Sibyl Colefax (1875 – 1950) was a British collector and interior designer and was professionally active in London.
At Onslow Square and Argyll House, she opened salons. Lady Oxford, Lady Asquith, Lady Cunard, and Lady Ottoline Morrell were her rivals as hostess. She continued to entertain on a small scale at her house, Lord North Street, London, after her husband Arthur Colefax died in 1936.
She began cultivating the Bloomsbury group of artists in 1922, and they regarded her with contempt. She started working as an interior decorator in 1933. Virginia Woolf gave the paper “Am I a Snob?” at the Memoir Club in 1936, mocking Colefax’s social pretensions, though the two remained friends.

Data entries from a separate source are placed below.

PR #1952, opened 2026-06-18
Address PR feedback

morganchristiansson:
Address s25edit PR feedback Return-To-The-Roots/s25edit#38 as changes there are based on this repo.

### DIFF
--- a/libs/s25main/SignalHandler.cpp
+++ b/libs/s25main/SignalHandler.cpp
@@ -37,9 +37,9 @@ void ConsoleSignalHandler(int sig)
     if(sig == SIGINT)
     {
         if(!killme)
-            boost::nowide::cout << "Do you really want to terminate the program (y/n) : " << std::flush;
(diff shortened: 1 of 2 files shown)


Flow86 (approved):

Flow86 (approved):

libs/s25main/SignalHandler.cpp
```diff
@@ -37,9 +37,9 @@ void ConsoleSignalHandler(int sig)
     if(sig == SIGINT)
     {
         if(!killme)
-            boost::nowide::cout << "Do you really want to terminate the program (y/n) : " << std::flush;
+            boost::nowide::cerr << "Do you really want to terminate the program (y/n) : ";
```
Flamefire, line 40: @Flow86 IMO outputting a prompt to stderr isn't the right thing (TM) to do, it is not an error, just "regular" output, isn't it?

PR #1955, opened 2026-06-21
Disable zoom of DrawNameProductivityOverlay

morganchristiansson:
Submitting this for discussion as Draft.

`DrawNameProductivityOverlay()` draws building text overlays adjusted for zoom.
This makes it look garbled when zooming as it's a bitmapped font.
image

This does make it feel like font is changing size with zoom, it's an illusion due to zoom it doesn't change.
Also it feels smaller at full zoom but I think it's the pixel perfect original size.
image

Also it feels really small on 4K monitor now, which is maybe just because 4K monitor.

Better would be to use vector (non-bitmapped) font that can be properly rescaled.
Do we know what font is used? Does the building productivity&status even need correct font?

### DIFF
--- a/libs/s25main/world/GameWorldView.cpp
+++ b/libs/s25main/world/GameWorldView.cpp
@@ -217,9 +217,6 @@ void GameWorldView::Draw(const RoadBuildState& rb, const MapPoint selected, bool
             between_line.obj.Draw(between_line.pos);
     }
 
-    if(show_names || show_productivity)
-        DrawNameProductivityOverlay(terrainRenderer);
-
     DrawGUI(rb, terrainRenderer, selected, drawMouse);
 
     // Draw catapult stones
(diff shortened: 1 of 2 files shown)


Flow86:
> Better would be to use vector (non-bitmapped) font that can be properly rescaled.

we do use the original font though.

morganchristiansson:
> > Better would be to use vector (non-bitmapped) font that can be properly rescaled.
> 
> we do use the original font though.

Ya I realize that. That's why it's bitmap font. :-)

(PR is un-reviewed AI code, it works but can usually be cleaned up).

Spikeone:
I think we should at least zoom the text at steps - so it is zoomed at (don't know, 125/150/175/200 steps) some levels - not zooming it looks funny and somewhat strange for screenshots imho

morganchristiansson:
Yeah not zooming it does look funny which I didn't expect.

Also text is tiny on my 4K monitor and I usually play zoomed in.
Maybe zooming text in steps that will not look garbled is a good idea.

I tried to find the font with some whatthefont websites but got garbage results. Maybe it's custom font made for this game.
Maybe a different vectored font could be used for building name&productivity tho.

morganchristiansson:
Closing as I'm not happy with result and prefer old behaviour. Vectorized font would be best, or maybe some zooming is still needed, new size is too small on 4K monitor.

PR #1957, opened 2026-06-28
ai-battle: support team assignment (--teams) and establish team start-pacts

FlexApex:
# ai-battle: support team assignment (`--teams`) and establish team start-pacts

Builds on #1949 (uses its `HeadlessGame`). Two commits:

### 1. `--teams` option for team assignment

Adds a `--teams` option to the headless ai-battle harness so the AI can be
verified under real team rules instead of a free-for-all:

```
ai-battle -m Map.swd --ai aijh --ai aijh --ai aijh --ai aijh --teams "0,1;2,3"
```

Groups are separated by `;`, player indices by `,`. The first group becomes
`Team1`, the second `Team2`, and so on; unlisted players stay teamless. The
assignment is threaded through `HeadlessGame` into `GeneratePlayerInfo`, which
sets `PlayerInfo::team`.

### 2. Establish team start-pacts in `HeadlessGame` to match `GameClient` (avoid desyncs in replays)

`GameClient::StartGame` calls `GamePlayer::MakeStartPacts()` for every player on
a fresh map, creating the ally + non-aggression pacts that bind a team together.
`HeadlessGame` never did this, so a recorded ai-battle with teams had no pacts:
`GamePlayer::IsAttackable()` returned `true` for teammates and the AIs attacked
their own team. On replay `GameClient` *does* set up the pacts, so the recorded
inter-team attack commands hit allied players and were resolved differently —
producing an object-count divergence (replay desync) **without** any RANDOM
divergence.

`MakeStartPacts()` early-returns for `Team::None`, so the call is a no-op until
players are actually assigned to teams via `--teams`. Together with the
`MapLoader::SetupResources()` call already in `HeadlessGame`, this makes the
headless world setup match the `GameClient` replay path.

### Note
- Depends on #1949 — best merged after it (or rebased onto master once #1949 lands).

### DIFF
--- a/extras/ai-battle/main.cpp
+++ b/extras/ai-battle/main.cpp
@@ -14,6 +14,7 @@
 #include "ai/random.h"
 #include "files.h"
 #include "random/Random.h"
+#include "s25util/StringConversion.h"
 #include "s25util/System.h"
 
 #include <boost/filesystem.hpp>
@@ -55,7 +56,7 @@ static void loadAddonsFromIni(GlobalGameSettings& ggs, const bfs::path& iniPath)
     {
         try
         {
-            const auto id = static_cast<AddonId>(std::stoul(entry.first));
+            const auto id = static_cast<AddonId>(s25util::fromStringClassic<unsigned>(entry.first));
             const auto v = entry.second.get_value<unsigned>();
             ggs.setSelection(id, v);
             ++loaded;
--- a/extras/ai-battle/main.cpp
+++ b/extras/ai-battle/main.cpp
@@ -29,35 +29,6 @@ namespace bnw = boost::nowide;
 namespace bfs = boost::filesystem;
 namespace po = boost::program_options;
 
-static void printBriefUsage(const char* prog)
-{
-    bnw::cerr << "Usage: " << prog
-              << " -m <map> --ai aijh|dummy [--ai ...] [options]\n"
-                 "Run with --help or -h for a full list of options and examples.\n";
-}
-
-static const char PATH_EXPANSION_HELP[] =
-  "\nPath expansion (all path options):\n"
-  "  All paths support <RTTR_X> placeholders and a leading ~.\n"
-  "  ~ is expanded by the application: %USERPROFILE%\\Saved Games on Windows,\n"
-  "  $HOME on Linux/macOS.\n"
-  "  Available placeholders:\n"
-  "    <RTTR_USERDATA>   user data dir\n"
-  "                        Windows : %USERPROFILE%\\Saved Games\\Return To The Roots\n"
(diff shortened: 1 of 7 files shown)


extras/ai-battle/main.cpp
```diff
@@ -116,15 +170,79 @@ int main(int argc, char** argv)
             return 1;
         }
 
-        ggs.objective = GameObjective::TotalDomination;
-        HeadlessGame game(ggs, mapPath, ais);
+        const auto wares = options["wares"].as<std::string>();
```
Flamefire, line 179: Any specific reason to use this construct here but have lua/settings_path "auto-filled"?

extras/ai-battle/main.cpp
```diff
@@ -29,13 +38,47 @@ namespace bnw = boost::nowide;
...
+    {
+        try
+        {
+            const auto id = static_cast<AddonId>(s25util::fromStringClassic<unsigned>(entry.first));
+            const auto v = entry.second.get_value<unsigned>();
+            ggs.setSelection(id, v);
+            ++loaded;
+        } catch(const std::exception&)
+        {
+            // Unknown or invalid entry - skip silently
```
Flamefire: I'd say this should be a hard error: The user intended to do something which isn't done.
A missing addon section would also be an error, maybe unless the file is fully empty. Otherwise an accidental spelling mistake like "adon" goes unnoticed.

extras/ai-battle/main.cpp
FlexApex: No deliberate reason beyond following the file's two pre-existing conventions: the always-present, default-valued options are read inline with options[...].as<>() (this is how objective was already handled), while the genuinely-optional file paths are bound to optional<std::string> via po::value(&var) so their presence can be checked with if(var) (this is how replay/save were already handled). I kept wares like objective, and lua/settings like replay/save.

extras/ai-battle/main.cpp
FlexApex: Agreed. I'll make it strict: fail on an unparseable entry, on an unknown addon id, and on a missing [addons] section (except for a fully-empty file).

extras/ai-battle/main.cpp
Flamefire: I checked the history and it seems this was already in  the initial version after some revisions of the PR. This seems confusing, especially as e.g. other optionals (with default values) are not used as references. Could you "fix" that please and always use the reference approach? Maybe order the variable declarations the same as the options definitions.
This avoids missing to initialize some due to that mixed approach and gets rid of the templates in `po::value` and type duplications. And I'd like to avoid confusion in future PRs again

PR #1959, opened 2026-07-12
Update submodules and resize save/load window

Flamefire:
Make the window 100px wider and reduce with of the time columns to allow for more space for map and file names

{39CA1994-365C-4BEC-A79E-B9194B2A1B83}

Submodule updates pull in new translations, faster renderer for s25edit and an update to turtle avoiding the flood of warnings for mocked methods


Flamefire:
@Flow86 CI passed

PR #1960, opened 2026-07-15
Add leather/wine addon goods to economy mode if addons activated

ottml:
When the addon leather or wine is active we use the goods from this addons for the enconomy mode too


Flamefire (approved):
LGTM

PR #321, opened 2017-12-15
SUSE fixes for 90multipath

danimo:
Amongst others, this adds support for legacy commandline
options multipath=off. I'd like to maintain this upstream.

If not acceptable, I'll drop this one off the stack and keep it a distro patch.

### DIFF
--- a/modules.d/90multipath/multipath-shutdown.sh
+++ b/modules.d/90multipath/multipath-shutdown.sh
@@ -1,0 +1,7 @@
+#!/bin/bash
+
+for i in $(multipath -l -v1); do
+    if ! $(dmsetup table $i | sed -n '/.*queue_if_no_path.*/q1') ; then
+        dmsetup message $i 0 fail_if_no_path
+    fi
+done
--- a/modules.d/90multipath/module-setup.sh
+++ b/modules.d/90multipath/module-setup.sh
@@ -89,6 +89,7 @@ install() {
     fi
 
     inst_hook cleanup   80 "$moddir/multipathd-needshutdown.sh"
+    inst_hook shutdown  20 "$moddir/multipath-shutdown.sh"
 
     inst_rules 40-multipath.rules 56-multipath.rules \
 	62-multipath.rules 65-multipath.rules \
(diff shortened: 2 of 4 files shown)


haraldh:
Why is 
```
ConditionPathExists=/etc/multipath.conf
```
removed?

haraldh:
@centos-ci  ok to test

danimo:
According to @hreinecke:

  If rootfs is on multipath, but platform does not have an /etc/multipath.conf
  file which is not urgently needed, they system will not boot

danimo:
@centos-ci ok to test

haraldh:
the CI sucks sometimes.. no clue why it is failing here

danimo:
@centos-ci retest this please

danimo:
@haraldh new run worked!

modules.d/90multipath/multipath-shutdown.sh
```diff
@@ -0,0 +1,7 @@
+#!/bin/bash
+
+for i in $(multipath -l -v1); do
+    if ! $(dmsetup table $i | sed -n '/.*queue_if_no_path.*/q1') ; then
```
haraldh: This returns on a machine with no multipath:
```
# multipath -l -v1
Jan 17 11:09:57 | /etc/multipath.conf does not exist, blacklisting all devices.
Jan 17 11:09:57 | A default multipath.conf file is located at
Jan 17 11:09:57 | /usr/share/doc/device-mapper-multipath-0.7.3/multipath.conf
Jan 17 11:09:57 | You can run /sbin/mpathconf to create or modify /etc/multipath.conf
Jan 17 11:09:57 | DM multipath kernel driver not loaded
```

danimo: `$ multipath -l -v1`
is empty for me.

Seems what you are seeing is the effect of `0009-RH-don-t-start-without-a-config-file.patch` and `0011-RH-add-mpathconf.patch` in the Fedora RPMs.

It also seems that these messages go to stdout, rather than stderr, so simply ignoring stderr won't cut it. Can you check?

danimo: Maybe prepend `[ -e /etc/multipath.conf  ] || exit 1` ?

haraldh: or better fix the fedora patches 😞

haraldh: Filed https://bugzilla.redhat.com/show_bug.cgi?id=1535868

She designed minutely detailed interiors in unusual colours as director of Colefax and Co, which she co-founded with John Fowler in 1934. Between the wars, Colefax worked as a “lady decorator” in London, “assisting” with decorating wealthy friends’ homes.
Before her association with Colefax, John Fowler, a prominent decorator, ran her shop on King’s Road in London, near Lady Colefax’s and Syrie Maugham’s homes. Both Maugham and Colefax had courted him to join their companies.
Sources
Byars, M., & Riley, T. (2004). The design encyclopedia. Laurence King Publishing.